Personal information
- Full name: Scott Morphett
- Born: 24 March 1965 (age 61)
- Original team: Hay (NSW)
- Height: 185 cm (6 ft 1 in)
- Weight: 85 kg (187 lb)
- Position: Full-forward

Playing career^{1}
- Years: Club / Games (Goals)
- 1985: Geelong / 1 (1)
- 1991–96: Woodville-West Torrens / ? (306)
- ^{1} Playing statistics correct to the end of 1985.

= Scott Morphett =

Australian rules footballer

Scott Morphett (born 24 March 1965) is a former Australian rules footballer who played for Geelong in the Victorian Football League (VFL) and Woodville-West Torrens in the South Australian National Football League (SANFL).
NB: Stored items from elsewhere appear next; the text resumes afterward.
PR #660, opened 2023-09-27
Require Python >=3.8 for flit CLI

takluyver:
Python 3.7 is already end of life (security updates ended earlier this year), so we can bump the minimum version up.

As usual, I'm being more conservative with the compatibility of `flit_core`, so you can still build packages on older versions of Python.

Prompted by #658.

### DIFF
--- a/pyproject.toml
+++ b/pyproject.toml
@@ -13,7 +13,7 @@ dependencies = [
     "docutils",
     "tomli-w",
 ]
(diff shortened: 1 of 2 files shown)


takluyver:
I'll leave this a day or so to give other people a chance to comment, but I don't expect it to be controversial - I seem to be more willing than most to keep supporting older Python versions.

Morphett had to wait until the final round of the 1985 VFL season, against Fitzroy at Victoria Park, to make his debut. Geelong won the game by 23 points, and Morphett kicked a goal.

He was let go by the club without adding to his one appearance, and he ended up at West Torrens, with whom he was the Best and Fairest winner in 1989. His club merged with Woodville to form Woodville-West Torrens in 1991, and he took out their inaugural Club Champion award. This was on the back of his Ken Farmer Medal–winning season up forward, where he kicked 99 goals to top the league's goal-kicking. Morphett was again the club's leading goalkicker the following season after kicking 52 goals. He is the full-forward in the official Woodville-West Torrens 'Team of the Decade'.